REFORM UK’s gains in last week’s local elections south of the border are “good news” for the SNP and bad for Scottish Tories and Labour ahead of next year’s Holyrood elections, according to polling sage Professor Sir John Curtice.
Speaking to BBC Radio Scotland today, the Strathclyde University psephologist argued that the electoral success of Nigel Farage’s party, which gained 600 seats and control of 10 councils in England last week, would cost Labour and the Tories north of the border, further securing the SNP’s position as the biggest party.
He told the programme there was “no reason to disbelieve” opinion polls predicting Reform were on course to win as many as a dozen seats in Holyrood next May, adding: “I think the message from down south on Thursday is bad news for Anas Sarwar. It’s bad news for the Scottish Conservatives.
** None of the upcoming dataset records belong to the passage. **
Issue #1165, opened 2016-08-10
Remove redundant Joint::getCoordinateSet() method


tkuchida:
Replace with either `Joint::get_CoordinateSet()` or new Coordinate accessors once #1116 has been completed and merged.

tkuchida:
`getCoordinateSet()` is also called in Bindings/Python/tests/test_swig_additional_interface.py and potentially other python tests as well (tagged from #1178).

tkuchida:
Fixed by #1210.

PR #1178, opened 2016-08-11
Fix python memory management for prescribeControlForActuator.

chrisdembia:
This PR addresses memory management for `PrescribedController::prescribeControlForActuator`, which adopts the passed-in Function.

This bug came up in PR #1162.

I also changed the error-handling within `prescribeControlForActuator`, since the pre-existing asserts would not cause any error message to bubble up to python.

### DIFF
--- a/Bindings/Python/swig/python_simulation.i
+++ b/Bindings/Python/swig/python_simulation.i
@@ -77,6 +77,14 @@ MODEL_ADOPT_HELPER(Controller);
     geom._markAdopted()
 %}
 
+// PrescribedController::prescribeControlForActuator takes ownership of
+// the passed-in function.
+// There are two overloads of this function; we append to both of them.
+// arg[1] is `Function* prescribedFunction`.
+%pythonappend OpenSim::PrescribedController::prescribeControlForActuator %{
+    args[1]._markAdopted()
+%}
+
 
 // Compensate for insufficient C++11 support in SWIG
 // =================================================
--- a/Bindings/Python/swig/python_simulation.i
+++ b/Bindings/Python/swig/python_simulation.i
@@ -80,7 +80,7 @@ MODEL_ADOPT_HELPER(Controller);
 // PrescribedController::prescribeControlForActuator takes ownership of
 // the passed-in function.
 // There are two overloads of this function; we append to both of them.
-// arg[1] is `Function* prescribedFunction`.
+// args[1] is `Function* prescribedFunction`.
 %pythonappend OpenSim::PrescribedController::prescribeControlForActuator %{
     args[1]._markAdopted()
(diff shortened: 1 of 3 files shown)


aymanhab:
@chrisdembia I had a PR #981 a while ago to replace PrescribedController with FunctionBasedController since current PRescribedControl does double-duty to allow specifying a file for input or a set of Functions. I mention this here so that when we get back to that we make sure this bandaid in swig is maintained or that the interface is made better so that it's not needed anymore.

chrisdembia:
Ah thanks for the reminder; hopefully we can find a way to avoid the messy adoption issues. Do you think it's fine if we still merge this PR?

jenhicks:
I think it is ok to merge this PR. Would be good to get PR #981 merged soon so that PR #1162 can use the FunctionBasedController instead, right?

aymanhab:
Yes, definitely, I wouldn't hold this one, it fixes an existing bug/crash on current master :+1:

Bindings/Python/swig/python_simulation.i
```diff
@@ -77,6 +77,14 @@ MODEL_ADOPT_HELPER(Controller);
     geom._markAdopted()
 %}
 
+// PrescribedController::prescribeControlForActuator takes ownership of
+// the passed-in function.
+// There are two overloads of this function; we append to both of them.
+// arg[1] is `Function* prescribedFunction`.
```
tkuchida: `arg` -> `args`?

Bindings/Python/tests/test_swig_additional_interface.py
```diff
@@ -272,6 +272,30 @@ def test_markAdoptedSets(self):
...
+        # Body.
+        body = osim.Body('b1', 1.0, osim.Vec3(0, 0, 0), osim.Inertia(0, 0, 0))
+        model.addBody(body)
+        # Joint.
+        joint = osim.PinJoint('j1', model.getGround(), body)
+        model.addJoint(joint)
+        # Actuator.
+        actu = osim.CoordinateActuator()
+        actu.setName('actu')
+        actu.setCoordinate(joint.getCoordinateSet().get(0))
```
tkuchida: [Tagging] Will need to update to `get_CoordinateSet()` in #1165.

tkuchida:
`</review>` One minor comment. @chrisdembia, I think you're clear to merge with or without the change.

tkuchida:
[Spurious AppVeyor failure](https://ci.appveyor.com/project/opensim-org/opensim-core/build/4284/job/dxj6y2fny4316uyo#L15) was not caused by this PR; merging.

chrisdembia:
Thank you.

“And it is good news for John Swinney, not because it indicates that the SNP are going to ride high in the polls.
“It’s simply that he probably doesn’t have to do an awful lot better than the SNP did last summer — but that, given the way the Holyrood electoral system works, probably means that the SNP would pick up the vast bulk of the first-past-the-post seats.
“That would not be sufficient to give the SNP a majority or anything like it, but certainly would ensure the SNP is still the dominant party in the next Scottish Parliament.”
Such a result would likely secure a historic fourth term in power for the SNP.
But ending on a characteristic note of caution, Professor Curtice noted there was still “a long time to go” until the election.